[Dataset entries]
· · ·

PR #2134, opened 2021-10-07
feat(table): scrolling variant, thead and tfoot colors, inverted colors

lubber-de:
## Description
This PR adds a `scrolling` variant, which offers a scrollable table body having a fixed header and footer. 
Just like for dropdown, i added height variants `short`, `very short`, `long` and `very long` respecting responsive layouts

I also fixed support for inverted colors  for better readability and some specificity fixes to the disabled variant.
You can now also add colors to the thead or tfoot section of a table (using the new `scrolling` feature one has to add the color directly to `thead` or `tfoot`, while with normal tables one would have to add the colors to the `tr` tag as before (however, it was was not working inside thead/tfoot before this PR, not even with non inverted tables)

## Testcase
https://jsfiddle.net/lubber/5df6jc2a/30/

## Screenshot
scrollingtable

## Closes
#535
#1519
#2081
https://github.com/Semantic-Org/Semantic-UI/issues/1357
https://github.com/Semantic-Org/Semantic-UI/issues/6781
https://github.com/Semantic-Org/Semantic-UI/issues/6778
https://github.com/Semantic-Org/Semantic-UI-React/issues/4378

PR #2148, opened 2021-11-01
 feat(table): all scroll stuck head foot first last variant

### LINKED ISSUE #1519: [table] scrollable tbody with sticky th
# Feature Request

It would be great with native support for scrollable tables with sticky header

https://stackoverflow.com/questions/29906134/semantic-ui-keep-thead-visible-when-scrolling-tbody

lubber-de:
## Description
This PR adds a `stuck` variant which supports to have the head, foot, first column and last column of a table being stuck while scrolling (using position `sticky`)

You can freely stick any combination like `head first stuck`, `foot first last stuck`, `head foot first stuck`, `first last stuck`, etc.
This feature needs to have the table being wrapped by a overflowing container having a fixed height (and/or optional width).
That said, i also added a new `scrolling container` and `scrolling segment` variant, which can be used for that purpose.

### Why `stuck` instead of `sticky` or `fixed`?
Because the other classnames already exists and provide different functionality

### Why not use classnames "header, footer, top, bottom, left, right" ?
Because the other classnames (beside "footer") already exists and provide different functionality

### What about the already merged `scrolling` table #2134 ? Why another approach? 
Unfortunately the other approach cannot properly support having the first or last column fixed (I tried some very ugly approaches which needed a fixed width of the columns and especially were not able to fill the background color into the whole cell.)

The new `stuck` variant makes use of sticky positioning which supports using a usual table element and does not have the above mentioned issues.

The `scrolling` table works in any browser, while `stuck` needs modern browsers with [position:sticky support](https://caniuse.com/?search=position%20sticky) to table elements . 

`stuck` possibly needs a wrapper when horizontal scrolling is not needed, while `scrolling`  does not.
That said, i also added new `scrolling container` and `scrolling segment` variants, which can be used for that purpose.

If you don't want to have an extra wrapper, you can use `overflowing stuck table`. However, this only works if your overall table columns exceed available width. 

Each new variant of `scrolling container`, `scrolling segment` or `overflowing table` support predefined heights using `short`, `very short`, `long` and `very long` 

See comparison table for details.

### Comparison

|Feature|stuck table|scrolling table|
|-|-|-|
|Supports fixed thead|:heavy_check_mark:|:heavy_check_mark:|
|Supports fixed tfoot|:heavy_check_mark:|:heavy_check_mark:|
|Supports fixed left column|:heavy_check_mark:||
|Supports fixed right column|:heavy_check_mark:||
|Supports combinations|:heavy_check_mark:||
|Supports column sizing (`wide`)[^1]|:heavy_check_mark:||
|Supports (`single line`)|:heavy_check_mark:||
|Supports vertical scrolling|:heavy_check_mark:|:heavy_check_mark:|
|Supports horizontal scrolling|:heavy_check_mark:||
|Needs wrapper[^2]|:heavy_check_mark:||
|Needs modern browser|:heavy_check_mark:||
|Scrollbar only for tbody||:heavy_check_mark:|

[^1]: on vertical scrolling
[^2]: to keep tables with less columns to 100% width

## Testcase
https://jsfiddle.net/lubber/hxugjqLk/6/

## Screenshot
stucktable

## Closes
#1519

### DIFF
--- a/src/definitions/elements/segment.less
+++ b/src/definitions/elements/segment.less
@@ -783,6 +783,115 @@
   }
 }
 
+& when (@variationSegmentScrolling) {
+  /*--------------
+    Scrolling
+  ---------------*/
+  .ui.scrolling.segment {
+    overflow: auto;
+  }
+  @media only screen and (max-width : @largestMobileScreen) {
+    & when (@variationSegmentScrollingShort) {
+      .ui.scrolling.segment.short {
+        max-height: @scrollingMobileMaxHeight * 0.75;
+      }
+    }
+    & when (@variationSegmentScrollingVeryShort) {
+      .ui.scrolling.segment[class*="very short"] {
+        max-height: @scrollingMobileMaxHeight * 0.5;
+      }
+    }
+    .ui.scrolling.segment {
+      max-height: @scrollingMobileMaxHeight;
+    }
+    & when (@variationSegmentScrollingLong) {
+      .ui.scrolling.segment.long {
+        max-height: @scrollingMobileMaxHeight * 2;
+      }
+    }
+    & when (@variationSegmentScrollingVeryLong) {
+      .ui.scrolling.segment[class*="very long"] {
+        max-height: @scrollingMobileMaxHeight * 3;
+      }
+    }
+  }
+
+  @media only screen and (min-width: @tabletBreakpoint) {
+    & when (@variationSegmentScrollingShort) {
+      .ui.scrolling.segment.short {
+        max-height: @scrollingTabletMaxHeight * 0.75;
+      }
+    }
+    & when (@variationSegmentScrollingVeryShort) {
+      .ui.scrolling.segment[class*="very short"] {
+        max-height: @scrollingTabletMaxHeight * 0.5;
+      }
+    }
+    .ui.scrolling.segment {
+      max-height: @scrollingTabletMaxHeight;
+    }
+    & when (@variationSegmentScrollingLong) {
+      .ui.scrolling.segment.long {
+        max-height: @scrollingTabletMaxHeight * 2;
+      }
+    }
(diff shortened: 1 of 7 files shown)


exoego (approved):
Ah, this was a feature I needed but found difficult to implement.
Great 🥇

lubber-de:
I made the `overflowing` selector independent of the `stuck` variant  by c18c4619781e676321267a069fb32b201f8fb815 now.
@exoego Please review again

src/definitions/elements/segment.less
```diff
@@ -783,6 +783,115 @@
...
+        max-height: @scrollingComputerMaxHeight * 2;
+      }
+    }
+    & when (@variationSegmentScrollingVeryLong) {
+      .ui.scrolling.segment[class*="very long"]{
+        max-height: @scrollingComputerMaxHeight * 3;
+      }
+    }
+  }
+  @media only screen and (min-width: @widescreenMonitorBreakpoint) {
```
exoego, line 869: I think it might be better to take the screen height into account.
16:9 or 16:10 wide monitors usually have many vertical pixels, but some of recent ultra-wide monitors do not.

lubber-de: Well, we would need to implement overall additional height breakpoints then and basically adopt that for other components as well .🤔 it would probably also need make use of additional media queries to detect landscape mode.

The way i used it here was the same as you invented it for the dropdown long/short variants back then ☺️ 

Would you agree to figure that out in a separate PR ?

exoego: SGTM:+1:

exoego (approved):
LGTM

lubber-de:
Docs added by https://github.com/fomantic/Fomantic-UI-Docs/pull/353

· · ·

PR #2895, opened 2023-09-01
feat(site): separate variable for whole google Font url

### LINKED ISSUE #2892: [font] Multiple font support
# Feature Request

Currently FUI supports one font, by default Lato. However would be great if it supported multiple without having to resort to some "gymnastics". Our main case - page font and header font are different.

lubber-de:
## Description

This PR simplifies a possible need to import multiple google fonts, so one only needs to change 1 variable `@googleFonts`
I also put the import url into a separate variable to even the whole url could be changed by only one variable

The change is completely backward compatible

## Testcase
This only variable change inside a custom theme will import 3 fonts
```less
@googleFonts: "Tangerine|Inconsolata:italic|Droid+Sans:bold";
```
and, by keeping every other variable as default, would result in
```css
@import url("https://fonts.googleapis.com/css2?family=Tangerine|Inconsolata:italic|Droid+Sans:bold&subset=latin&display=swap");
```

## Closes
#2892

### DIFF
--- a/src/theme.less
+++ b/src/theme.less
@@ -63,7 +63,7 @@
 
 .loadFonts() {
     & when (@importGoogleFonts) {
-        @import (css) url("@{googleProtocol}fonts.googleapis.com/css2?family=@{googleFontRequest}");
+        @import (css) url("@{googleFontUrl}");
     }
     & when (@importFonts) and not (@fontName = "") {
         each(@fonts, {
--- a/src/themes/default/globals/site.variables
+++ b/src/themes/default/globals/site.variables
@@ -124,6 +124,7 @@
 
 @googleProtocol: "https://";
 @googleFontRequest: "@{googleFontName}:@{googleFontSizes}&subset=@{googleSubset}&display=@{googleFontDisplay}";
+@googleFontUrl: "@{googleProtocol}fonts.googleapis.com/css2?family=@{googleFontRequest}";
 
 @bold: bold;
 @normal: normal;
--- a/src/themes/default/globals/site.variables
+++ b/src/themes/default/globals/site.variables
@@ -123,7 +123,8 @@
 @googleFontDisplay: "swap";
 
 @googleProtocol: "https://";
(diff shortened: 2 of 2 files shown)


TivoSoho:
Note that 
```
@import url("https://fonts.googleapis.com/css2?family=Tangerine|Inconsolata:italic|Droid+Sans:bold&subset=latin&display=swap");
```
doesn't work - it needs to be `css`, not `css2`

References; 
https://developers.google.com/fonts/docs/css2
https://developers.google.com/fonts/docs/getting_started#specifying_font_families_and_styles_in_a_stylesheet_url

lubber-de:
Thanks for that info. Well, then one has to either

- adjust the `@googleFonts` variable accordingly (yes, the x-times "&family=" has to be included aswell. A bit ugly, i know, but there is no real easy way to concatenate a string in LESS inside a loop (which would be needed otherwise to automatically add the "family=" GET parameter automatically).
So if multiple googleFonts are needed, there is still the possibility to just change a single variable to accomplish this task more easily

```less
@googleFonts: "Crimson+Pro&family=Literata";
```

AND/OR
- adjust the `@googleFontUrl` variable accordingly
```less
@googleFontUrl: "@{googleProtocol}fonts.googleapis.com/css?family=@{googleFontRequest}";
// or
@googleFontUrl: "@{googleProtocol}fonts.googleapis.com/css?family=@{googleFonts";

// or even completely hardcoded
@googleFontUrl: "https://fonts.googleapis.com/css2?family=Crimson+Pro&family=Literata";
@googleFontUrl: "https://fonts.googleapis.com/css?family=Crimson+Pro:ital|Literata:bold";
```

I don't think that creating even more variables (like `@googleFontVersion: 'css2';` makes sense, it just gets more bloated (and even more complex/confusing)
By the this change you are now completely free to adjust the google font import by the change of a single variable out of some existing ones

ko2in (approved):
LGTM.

· · ·

**Your instructions:** Tell how many lines of the data above include the string "scrollingComputerMaxHeight", with no other text in the answer.

**Reply to the task:** 2